SWAT medic Michel Vasiladiotis-Nicol responded with Beaver County SWAT Det. Rich Gianvito, along with other local personnel from Butler County and the surrounding areas.

They squeezed through the fence perimeter and headed toward the building where the shots had come from.

“We then ascended that ladder to then meet up with — what — we weren’t sure again if it was a mass casualty or what we were walking into,” said Vasiladiotis-Nicol, who is sniper Gregory Nicol’s wife.

“We’re prepared for anything at that point,” Gianvito said, including a possible firefight because the team had no idea if the rooftop shooter was dead or alive, or if there could be an accomplice still unaccounted for.

On the roof, they found Crooks motionless and face down — images captured on Gianvito’s helmet camera. Crooks’ wrists had been quickly bound with white plastic ties, in case he was still alive. A long trail of blood flowed down the sloped roof.

Vasiladiotis-Nicol put her gloved fingers to the shooter’s neck. “He had absolutely no pulse,” she recalled.

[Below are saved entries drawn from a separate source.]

PR #157, opened 2016-09-13
Add Lint to default rake task and fix deprecation warnings

sihugh:
Added lint to the default rake task and fixed the problems.

Also fixes the deprecation warnings:

> DEPRECATION NOTICE: You are making requests that will potentially return nil. Please set `GdsApi.config.always_raise_for_not_found = true` to make sure all responses with 404 or 410 raise an exception. Raising exceptions will be the default behaviour from October 1st, 2016.

and

> stub_any_rummager_post_with_queueing_enabled is deprecated: use stub_any_rummager_post instead

from gds-api-adapters

And corrected the spelling of a private method.

### DIFF
--- a/app/models/links_builder.rb
+++ b/app/models/links_builder.rb
@@ -14,12 +14,13 @@ class LinksBuilder
   end
 
 private
+
   def set_organisation
-    if @content_store_links["organisations"].present?
-      @built_links["organisations"] = @content_store_links["organisations"]
-    else
-      # Use HMRC content ID to set organisation
-      @built_links["organisations"] = ["6667cce2-e809-4e21-ae09-cb0bdc1ddda3"]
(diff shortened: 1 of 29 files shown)


app/models/links_builder.rb
```diff
@@ -9,17 +9,18 @@ def build_links
...
-  def set_organistion
-    if @content_store_links["organisations"].present?
-      @built_links["organisations"] = @content_store_links["organisations"]
-    else
+
+  def set_organisation
+    @built_links["organisations"] = if @content_store_links["organisations"].present?
+                                      @content_store_links["organisations"]
+                                    else
       # Use HMRC content ID to set organisation
```
issyl0: Can you indent this comment too?

PR #159, opened 2016-09-22
Update gds-api-adapters behaviour

emmabeynon:
[Trello card](https://trello.com/c/B5z6Dq8q/)

Some old behaviour has been deprecated in [gds-api-adapters](https://github.com/alphagov/gds-api-adapters) so we are updating this app to comply with this before it becomes the default. Firstly, a GdsApi::NotFound error is now raised when the server returns a 404 or 410.  Secondly, requests now return a hash instead of an OpenStruct.  We have now opted in to this new behaviour.


app/models/links_builder.rb
```diff
@@ -5,18 +5,18 @@ def initialize(content_id)
   end
 
   def build_links
-    @content_store_links = Services.publishing_api
-      .get_links(@content_id)
-      .try(:links)
-      .to_h.with_indifferent_access
+    @content_store_link_set = Services.publishing_api.get_links(@content_id)
```
h-lame: With the new behaviour of gds-api-adapters that we're opting into I don't think this API call will ever return `nil`.  The old behaviour was to return `nil` if there's a 404/410 whereas the new behaviour is to raise an exception.

emmabeynon: Thanks @h-lame - I've modified a test that was allowing nil to be returned, and updated the code accordingly.  Let me know what you think.

spec/support/links_update_helper.rb
```diff
@@ -10,4 +10,9 @@ def stub_put_default_organisation(content_id)
       { links: { organisations: ["6667cce2-e809-4e21-ae09-cb0bdc1ddda3"] } }.to_json
     )
   end
+
+  def stub_publishing_api_get_no_links(content_id)
+    stub_request(:get, Plek.new.find('publishing-api') + "/v2/links/#{content_id}")
+      .to_raise(GdsApi::HTTPNotFound)
+  end
```
h-lame: We could replace this with `publishing_api_does_not_have_links ` (see:  https://github.com/alphagov/gds-api-adapters/blob/059f83d7b5f01549cd527501104983cf1bd3fc20/lib/gds_api/test_helpers/publishing_api_v2.rb#L244-L247).  Using the test helpers from the gems should mean our tests are more robust in the face of future changes in the behaviour of the adapters.

app/models/links_builder.rb
```diff
@@ -5,18 +5,19 @@ def initialize(content_id)
...
   def build_links
-    @content_store_links = Services.publishing_api
-      .get_links(@content_id)
-      .try(:links)
-      .to_h.with_indifferent_access
+    begin
+      @content_store_links = Services.publishing_api.get_links(@content_id)["links"].with_indifferent_access
+    rescue GdsApi::HTTPNotFound
+      @content_store_links = nil
+    end
```
h-lame: :+1:

app/models/links_builder.rb
h-lame: I don't know if I can mark this comment as resolved somehow, but it is.

spec/support/links_update_helper.rb
emmabeynon: Thanks @h-lame - this should now be changed.

h-lame:
Good stuff.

In the seconds after the shooting, Trump was rushed to a local hospital, where doctors treated a wound to his ear. Later that night he flew back to his golf club in New Jersey. The first photos of him after the shooting — blood down his face, fist raised over the heads of the Secret Service agents rushing him away — have already become iconic images.

What remains are looming questions and an impatient Congress. How could this happen? Could the shooting have been prevented? Was it a failure of planning, coordination, communications — or all of the above?

“I think with some better planning perhaps, it could have been stopped,” said Bible, the Beaver County DA. “You’re protecting one of probably the more high-profile political candidates in history. So, how was a 20-year-old able to fire off several shots at him?”